Toda empresa, independentemente de seu tamanho, mercado ou características específicas, se relaciona com uma série de públicos (comumente chamados de stakeholders) que possuem interesses distintos em seus relacionamentos com a empresa, incluindo as questões de sustentabilidade. Fornecedores estarão mais interessados em ações de matérias-primas mais sustentáveis. Clientes e consumidores em inovações de produto. Governo e ONGs em como a empresa pode colaborar com políticas públicas ou indicadores sociais. E assim por diante. Então como definir quais interesses devem ser priorizados?

Um processo de definição de materialidade robusto deve se esforçar para incluir o maior número possível de stakeholders, e se utilizar de alguma metodologia para ouvir representantes desses públicos e identificar suas percepções sobre a atuação da empresa, levantando os pontos mais importantes nesses relacionamentos e as oportunidades de melhorias. Idealmente, deve-se tentar obter dados relevantes quantitativamente (garantindo a representatividade daquela percepção no universo daquele público) e qualitativamente (garantindo que a análise seja profunda e consistente o suficiente para ajudar na tomada de decisões).
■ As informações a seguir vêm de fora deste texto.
PR #4191, opened 2023-07-14
[WIP] Improved handling of writing NULLs in parquet

### LINKED ISSUE #1548: Parquet: Null-encoding for primitives is broken/disabled
To make our Parquet data properly intelligible to other systems, we should be recording `null`s in the standard fashion. Many layers of the integration code already intend to support this capability, but the lower level writing code disables it for primitives. We should fix this immediately.

malhotrashivam:
Bug fix, closes #1548 

**Original State:**
Before this change, nulls were handled incorrectly for primitive types as well as for arrays and vectors, such that null values were written as Deephaven null representations in the parquet file. For example, a null in an integer column would be written as QueryConstants.NULL_INT in the parquet file. Therefore, any reader other than deephaven's parquet reader would not be able to process it correctly.

**Change description:**
This PR fixes multiple small bugs in both java and python code for processing all nulls in a standard manner such that instead of writing different Deephaven null representations to the parquet file, we encode them by storing offsets of null values. #4186 was also discovered and fixed along with this PR for proper representation of floats in the parquet file.

Along with that, we have done refactoring in the ParquetFileWriter class to make the code more readable and add more documentation.


extensions/parquet/base/src/main/java/io/deephaven/parquet/base/AbstractBulkValuesWriter.java
```diff
@@ -41,6 +41,18 @@ public int writeBulkVector(@NotNull final BUFFER_TYPE bulkValues,
...
 
+    /**
+     * This method is used to provide a specialized definition of NULL for PlainIntChunkedWriter. For other writers,
+     * this method does nothing
+     *
+     * @param nullDefinition The specialized value of NULL to consider while writing
+     */
+    @Override
+    public void setNull(int nullDefinition) {
+        // TODO Should I raise an error here since this should not be called, should only be called for the
```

É extremamente importante que a empresa encontre maneiras de levantar essas informações entre os stakeholders de forma a obter os dados mais honestos que seja possível - isso implica em criar uma ambiente em que esses representantes possam se expressar sem serem influenciados em suas respostas pela empresa e sem temerem represálias ao expressar pontos negativos (fornecedores são particularmente propensos a não expressá-los, por exemplo, por medo que isso interfira no relacionamento comercial). Algumas ferramentas comuns nesse processo são a realização de painéis presenciais de diálogo, consultas telefônicas e entrevistas individuais, em geral facilitados/intermediados por consultorias ou organizações parceiras.
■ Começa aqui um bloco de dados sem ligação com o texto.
PR #4199, opened 2023-07-18
Don't use ExecutionContext to read constants

niloc132:
Instead of reading a constant value from the ExecutionContext, get it from the same root source. This isn't actually used for threading, so much as deciding how much to split up work, so this value is more of a hint than a requirement to have.

Also changes the Math.max to instead server as a default, so that the user-specified value can be either higher _or_ lower than the number of processors.


rcaudy (approved):
I guess we ported it like this, and then propagated when UG moved into EC. Good fix.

Os resultados são dispostos em uma matriz de materialidade, relacionando quais temas foram mais levantados pelos stakeholders de acordo com metodologias que variam, mas geralmente classificando a relevância desses temas em um eixo interno (impacto para a empresa) e externo (impacto para os stakeholders), sendo em seguida aprovados pela direção da companhia. O resultado é uma matriz como a abaixo:


Em termos de gestão, um bom processo de materialidade pode e deve trazer:

Direcionamento para a estratégia e comunicação: a matriz deixa muito claro quais são os temais prioritários sobre os quais devem se concentrar os esforços e investimentos de sustentabilidade para que a empresa obtenha o maior retorno. Também serve para orientar a comunicação do tema, garantindo sua relevância para os principais stakeholders;
Identificação de oportunidades: os diálogos com os stakeholders são um excelente meio para descobrir pontos de melhoria que podem trazer ganhos para ambas as partes, particularmente com clientes e fornecedores;
Melhor relacionamento com stakeholders: o processo também ajuda na construção da confiança e da troca de informações entre empresa e stakeholders, levando a melhores relacionamentos comerciais (um padrão que apareceu no primeiro post deste blog);
Minimização de riscos: ouvindo seus stakeholders, a empresa se torna capaz de identificar e solucionar potenciais problemas antes que eles causem impactos negativos para o negócio, como falhas de comunicação, insatisfação de clientes, problemas nos processos produtivos, etc.

As matrizes de materialidade são sempre divulgadas nos relatórios de sustentabilidade das empresas, e são uma ferramenta fundamental para a qualidade do mesmo, uma vez que são utilizadas para decidir o que é reportado e o que não é, e a que assuntos a empresa dará importância. 

A realização de uma materialidade robusta é um dos principais sinais de que a empresa leva a sério seu compromisso com a sustentabilidade. Da próxima vez que tiver contato com um relatório de sustentabilidade, procure pela matriz e por informações sobre como ela foi construída. Certamente ali há bons indícios que orientarão seu julgamento quanto aos outros atributos de sustentabilidade da empresa!